O estudo mostra que 47,4% dos profissionais de RH afirmam que as suas organizações avaliam a experiência do colaborador, mas apenas 26,6% dos trabalhadores reconhecem essa prática. Mais: 42,1% dos responsáveis de RH dizem trabalhar ativamente a cultura organizacional e a proposta de valor ao colaborador, enquanto só 23,1% dos trabalhadores sentem esse esforço no dia a dia. Além disso, só 39,5% das empresas afirmam ter práticas de onboarding específicas para trabalhadores entre os 25 e os 35 anos.
Para Filipa Lopes, PR & Influencer Marketing Director e especialista em Strategy and Corporate Communication, “os dados sugerem que muitas organizações já investem em práticas relacionadas com experiência do colaborador, integração e proposta de valor. No entanto, a existência dessas iniciativas não garante, por si só, que sejam reconhecidas ou valorizadas pelos trabalhadores”. “Existe uma diferença entre aquilo que é desenhado pelas organizações e aquilo que é efetivamente experienciado pelas pessoas”, sublinha.

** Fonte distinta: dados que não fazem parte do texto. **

PR #1692, opened 2024-07-29
👔 Do not expose URL for downloadable book

nwingt:


williamchong (approved):
Should review where contentUrl is being used now, seems it doesn't really have use case for book

PR #1694, opened 2024-08-01
💄 Remove epub reader width limit

nwingt:
Seems viewer's width affects images' height, removing width limit to viewer can mitigate the spacing issue

Before
image

After
image

### DIFF
--- a/src/pages/reader/epub.vue
+++ b/src/pages/reader/epub.vue
@@ -142,25 +142,13 @@
       </div>
     </header>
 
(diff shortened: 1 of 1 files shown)


AuroraHuang22 (approved):

williamchong (approved):
Troublesome that the epub css interacts with our site css, not sure if we should stuff it in iframe or some container

nwingt:
I think it is related to epubjs, our CSS does not affected the viewer since it is already inside an iframe
image

PR #1697, opened 2024-08-02
[TAS-1947] 📈 Fix ecommerce event in carts and support quantity

williamchong:


src/util/EventLogger.js
```diff
@@ -94,14 +95,17 @@ export function logPurchaseFlowEvent(
...
-        items: items.map(i => ({
-          item_id: i.classId,
-          item_name: i.name?.substring(0, 100),
-          item_brand: isNFTBook ? 'Book NFT' : 'Writing NFT',
-          currency,
-          price: i.price,
-          quantity: 1,
-        })),
+        items: items.map(i => {
+          const itemId = i.productId || i.collectionId || i.collectionId;
```
nwingt, line 99:
```suggestion
          const itemId = i.productId || i.collectionId;
```

src/pages/shopping-cart/wnft.vue
```diff
@@ -207,6 +207,7 @@ export default {
   mounted() {
     this.updateLIKEPrice();
     logPurchaseFlowEvent(this, 'add_to_cart', this.purchaseEventParams);
```
nwingt, line 209: Should we keep triggering `add_to_cart` when entering this page?

src/pages/nft/collection/_collectionId/index.vue
```diff
@@ -287,20 +298,29 @@ export default {
...
-                price: this.collectionPrice,
+                price: customPriceInDecimal || this.collectionPrice,
                 collection: this.collectionId,
               },
             ],
-            price: this.collectionPrice,
+            price: totalPrice,
             currency: 'USD',
             isNFTBook: true,
           };
```
nwingt, line 317: Is this replaced by `this.purchaseEventParams`?

src/pages/shopping-cart/wnft.vue
williamchong: In wnft I think the user would always go into cart page when clicking `purchase all`?
But wnft flow is not very important now i guess

src/pages/nft/collection/_collectionId/index.vue
williamchong: Yes

nwingt (approved):

PR #1701, opened 2024-08-04
🐛 Fix index field is not used in book price

williamchong:
Related to https://github.com/likecoin/nft-book-press/issues/156#issuecomment-2266338821

### DIFF
--- a/src/pages/nft/class/_classId/index.vue
+++ b/src/pages/nft/class/_classId/index.vue
@@ -1028,10 +1028,16 @@ export default {
       );
       return this.handleCollect();
     },
+    getEdition(selectedValue) {
+      const editions = this.getNFTBookStorePricesByClassId(this.classId) || {};
+      const index = selectedValue ?? this.selectedValue;
+      const edition =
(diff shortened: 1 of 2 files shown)


src/pages/nft/class/_classId/index.vue
```diff
@@ -1084,7 +1088,9 @@ export default {
     },
     async handleCollectFromEdition(selectedValue, giftInfo = undefined) {
       const editions = this.getNFTBookStorePricesByClassId(this.classId) || {};
-      const edition = editions[selectedValue ?? this.selectedValue];
+      const index = selectedValue ?? this.selectedValue;
+      const edition =
+        editions.find(e => e.index === Number(index)) || editions[index];
```
nwingt, line 1093: Can be refactored?

williamchong: Actually I'm not sure if selectedValue must be number, if yes this can be simpler

nwingt (approved):

PR #1722, opened 2024-08-15
[TAS-2016] 🔧 Allow scripted content for ePub reader

nwingt:


williamchong (approved):
Will use iframe + book3app in the future

williamchong (changes requested):
@nwingt on second thought, we actually hard code a list of class id that can run script instead of enabling for all

nwingt:
How about owner wallet?

williamchong:
> How about owner wallet?

Would also work but unless aome wallet always has interactive book, class id is safer

williamchong (approved):

PR #1728, opened 2024-08-21
[TAS-2045] 📈 Add tipping related events

williamchong:


src/components/NFTBook/TippingDialog.vue
```diff
@@ -171,6 +171,7 @@ export default {
     },
   },
   mounted() {
+    logTrackerEvent(this, 'NFT', 'NFTTippingOpen', this.currentId, 1);
```
nwingt, line 174: is this a new event? probably use snake case for new event

williamchong: To be consistent with existing event in thos component, otherwise it is hard to filter

nwingt (approved):

PR #1741, opened 2024-08-26
[TAS-1896] 🚸 Add nocache query to fetchCollectedNFTClassesByAddress

AuroraHuang22:


src/util/api/index.js
```diff
@@ -177,6 +178,7 @@ export const getNFTClassesPartial = ({
   if (reverse) qsPayload['pagination.reverse'] = reverse;
   if (limit) qsPayload['pagination.limit'] = limit;
   if (key) qsPayload['pagination.key'] = key;
+  if (nocache) qsPayload.nocache = `${new Date().getTime()}`;
```
williamchong, line 181:
```suggestion
  if (nocache) qsPayload.ts = `${Math.round(new Date().getTime() / 1000)}`;
```

just call the ts ts seems simpler, also maybe round to second?

src/util/nft.js
```diff
@@ -298,13 +298,20 @@ export function formatNFTClassInfo(classData) {
...
   axios,
-  { iscnOwner, nftOwner }
+  { iscnOwner, nftOwner, nocache = false }
 ) => {
+  const params = {
+    iscnOwner,
+    nftOwner,
+  };
+  if (nocache) {
+    params.nocache = nocache;
```
williamchong, line 308: seems the behaviour would be the same if we just pass whole params in with `nocache` no matter true or false?

nwingt (approved):

williamchong (approved):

O que pesa na decisão de ficar ou sair?
Para 93,8% dos trabalhadores, o salário continua a ser o principal fator de atração, uma perceção partilhada por 89,5% dos profissionais de RH. Já na retenção, o equilíbrio entre a vida pessoal e profissional ganha protagonismo, sendo que 79,4% dos trabalhadores apontam-no como um dos principais motivos para permanecer na organização, valor que também é reconhecido por 76,3% dos responsáveis de RH.

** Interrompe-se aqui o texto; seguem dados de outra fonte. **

PR #1745, opened 2024-08-26
🚸 Skip login if login address exist

nwingt:


src/pages/nft/claim/index.vue
```diff
@@ -548,7 +548,7 @@ export default {
   data() {
     return {
       nftId: '',
-      state: NFT_CLAIM_STATE.WELCOME,
+      state: this.$route.query.state || NFT_CLAIM_STATE.WELCOME,
```
williamchong, line 551: Not sure if we need to check if state qs is valid

src/pages/nft/claim/index.vue
```diff
@@ -890,6 +890,8 @@ export default {
       this.navigateToState(NFT_CLAIM_STATE.ERROR);
     } else if (state === NFT_CLAIM_STATE.LOGIN && this.claimingAddress) {
       this.navigateToState(NFT_CLAIM_STATE.ID_CONFIRMATION);
+    } else if (this.loginAddress) {
```
williamchong, line 893: Can we merge these 2 condition `state === NFT_CLAIM_STATE.LOGIN && this.claimingAddress` and  `this.loginAddress` ?

williamchong (approved):

PR #1756, opened 2024-08-30
[TAS-2134] 🐛 Fix email is empty in free purchase

nwingt:
In `data()`, `walletEmail` is `undefined`
https://github.com/likecoin/liker-land/blob/52a1737950ede7fd19de0ffe139e35f2002eadd4/src/pages/nft/claim/index.vue#L548-L559

Screenshot 2024-08-30 at 15 55 25

### DIFF
--- a/src/pages/nft/claim/index.vue
+++ b/src/pages/nft/claim/index.vue
@@ -924,6 +924,7 @@ export default {
     async startFreePurchase() {
       try {
         this.isClaimLoading = true;
+        this.claimingFreeEmail = this.walletEmail;
         this.navigateToState(NFT_CLAIM_STATE.CLAIMING);
         if (!this.claimingFreeEmail && !this.claimingAddress) {
           this.alertPromptError(


src/pages/nft/claim/index.vue
```diff
@@ -709,6 +709,8 @@ export default {
     },
   },
   async mounted() {
+    this.claimingFreeEmail = this.walletEmail;
```
williamchong, line 712: set only if `free` is set? Not sure if we have such if case below for use

nwingt: Moved to `startFreePurchase()`

williamchong (approved):

AuroraHuang22 (approved):

src/pages/nft/claim/index.vue
williamchong: Why did the watcher on `walletEmail` didn't work though

nwingt: my case is already logged in class page

PR #1762, opened 2024-09-02
[TAS-2145] 📈 Set and reset crisp session on login

williamchong:


src/util/EventLogger.js
```diff
@@ -136,10 +166,32 @@ export function logPurchaseFlowEvent(
...
+              {
+                price,
+                currency,
+                items: items.map(
+                  i => i.productId || i.collectionId || i.classId
+                ),
+              },
+            ],
+          ],
+        ],
```
nwingt, line 192: 3 nested arrays..., is it intentional?

src/util/EventLogger.js
```diff
@@ -51,16 +66,24 @@ export async function setLoggerUser(
   }
 }
 
-export function updateSentryUser(vue, { user, displayName }) {
-  if (user) {
+export function updateUserInfo(vue, { wallet, displayName, email }) {
```
nwingt, line 69: Suggest to name this to `updateLoggerUserInfo()`

AuroraHuang22 (approved):

src/util/EventLogger.js
williamchong: Yes... https://docs.crisp.chat/guides/chatbox-sdks/web-sdk/dollar-crisp/#push-session-events

PR #1764, opened 2024-09-03
💬 Update translation

AuroraHuang22:


nwingt:
Can we remove `：` too

PR #1766, opened 2024-09-03
✨ Support cross-selling for free product

nwingt:


src/pages/nft/claim/index.vue
```diff
@@ -707,6 +722,9 @@ export default {
         this.navigateToState(NFT_CLAIM_STATE.ID_CONFIRMATION);
       }
     },
+    $route() {
+      this.showCrossSellDialogIfNecessary();
```
williamchong, line 726: What are we watching for here?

Mas não é tudo. A progressão na carreira continua a ser um dos fatores mais valorizados na escolha de uma empresa. Porém, é também um dos principais motivos para abandonar a organização quando as expectativas não são correspondidas, sendo que 30,2% dos profissionais de RH afirmam que o turnover entre trabalhadores dos 25 aos 35 anos ultrapassa os 15%.

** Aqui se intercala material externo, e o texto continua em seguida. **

PR #5892, opened 2026-07-17
feat(langy): remove deprecated api surfaces, nicer gating 

0xdeafcafe:
## What changed

Make Langy genuinely internal-only, behind **one** authoritative access decision.

- **One gate, one decision.** `hasLangyAccess` (staff bypass, else
  `release_langy_enabled`) is the single, transport-free decision. Its one tRPC
  adapter, `enforceLangyAccess`, guards every customer-facing Langy tRPC router.
  A denial is `NOT_FOUND`, so the gate can't be used to probe whether Langy
  exists for an account.
- **Close the sibling-surface gaps.** The first pass only gated the `langy`
  router and the GitHub install route. `langyGithub`
  (`getInstallStatus` / `listRepos` / `disconnect`) and `langyEgress`
  (`get` / `set`) were still reachable by a non-staff customer with the flag
  off — they now sit behind the same gate.
- **Delete the deprecated surface.** `POST /api/langy/chat` (Hono) is removed
  and unmounted. The browser drives turns through the
  `langy.createConversation` / `continueConversation` tRPC mutations; nothing
  else called it. Its route-only tests go with it.
- **No drift with the UI.** `LANGY_RELEASE_FLAG` is shared between the server
  gate and the `useShowLangy` client hook, which stays UI-hiding only.

## Why

OpenCode workers currently share the Langy manager pod's network namespace.
Until workers run in separate network namespaces, Langy must remain
internal-only and UI hiding is not an adequate security boundary — so the
boundary is this server-side gate. Verified LangWatch staff keep the explicit
bypass; the SaaS deployment pins `release_langy_enabled` off in production
(default is already off in the registry).

## Impact

Every customer-facing Langy surface — conversations, turns, GitHub integration,
egress config — is dark for non-staff accounts while the flag is off. Staff are
unaffected. The deprecated `/api/langy/chat` endpoint no longer exists.

## Validation

- `hasLangyAccess` decision suite (5) + `enforceLangyAccess` adapter suite (4) +
  GitHub install suite (11) pass locally.
- Confirmed the client transport calls the tRPC turn mutations, not
  `/api/langy/chat`, before deleting the route.
- Full typecheck not run here (the isolated worktree reuses another checkout's
  generated Prisma/package artifacts); the changes follow the existing
  `checkProjectPermission` / `authorizeInResolver` middleware pattern exactly.

## Summary by CodeRabbit

* **New Features**
  * Centralized Langy access gating now protects Langy conversations, GitHub install/setup flows, and Langy data operations using a shared rollout flag with a staff bypass.
  * Frontend Langy visibility now uses the same shared rollout key as the server.
* **Bug Fixes**
  * Denied requests are consistently stopped with the same safe “not enabled” outcome before protected operations proceed.
  * GitHub-related procedures now enforce org membership and Langy access in the correct order.
* **Tests**
  * Added unit tests covering access decisions, middleware behavior, and project/org scoping; removed outdated Langy chat route tests.
* **Chores**
  * Removed the legacy Langy chat endpoint and its old routing.


langwatch/src/server/routes/github-langy.ts
```diff
@@ -32,9 +32,9 @@ import {
   publicEndpoint,
 } from "~/server/api/security";
 import { getApp } from "~/server/app-layer";
+import { hasLangyAccess } from "~/server/app-layer/langy/langyAccessGate";
```
langwatch-agent, line 35: **P1 — Re-check Langy access before persisting the GitHub installation**

This new shared gate only authorizes `/install`. `/setup` (lines 245-286) verifies the session and membership but never calls `hasLangyAccess`, so a customer who begins while the flag is enabled can complete after the rollout is disabled (or their access is revoked) and still have `recordInstallation` persist the Langy GitHub App connection. That contradicts the stated internal-only boundary and makes a feature-flag kill/revocation non-immediate for this customer-facing path.

Re-evaluate `hasLangyAccess({ user: session.user, organizationId: state.organizationId })` after the membership check and before `recordInstallation`, then add a setup test proving a now-denied caller cannot persist an installation. The nonce should still be consumed so the signed state cannot be retried later.

langwatch/src/server/routes/github-langy.ts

O que valorizam hoje os trabalhadores
O relatório conclui que a proposta de valor ao colaborador funciona hoje como um “contrato psicológico” entre organização e trabalhador. Mais do que benefícios isolados, os trabalhadores procuram uma combinação de fatores como:
- Flexibilidade;
- Formação e aprendizagem contínua;
- Saúde mental;
- Propósito;
- Equilíbrio entre vida pessoal e profissional;
- Equidade;
- Coerência entre os valores comunicados e a cultura da organização.
O Gen@Work menciona ainda dados que mostram que apenas 20% dos trabalhadores a nível global se consideram envolvidos no trabalho, enquanto 92% dos trabalhadores portugueses afirmam que o sentido de comunidade é importante para o seu bem-estar. Já 29% admitem abandonar uma organização por falta de confiança na liderança.
“Durante muitos anos, a atenção esteve centrada na criação de políticas, benefícios e iniciativas. Hoje, o desafio passa cada vez mais por compreender de que forma essas ações são percebidas pelas pessoas. A experiência dos trabalhadores não é definida apenas pelo que a organização faz, mas pela forma como essas práticas são vividas no dia a dia“, acrescenta Filipa Lopes. A responsável entende que “as organizações mais eficazes não são necessariamente aquelas que implementam mais iniciativas. São aquelas que conseguem garantir que aquilo que prometem é reconhecido, compreendido e vivido pelas suas pessoas. É nessa coerência que se constrói confiança, pertença e uma relação mais duradoura entre trabalhadores e organizações”.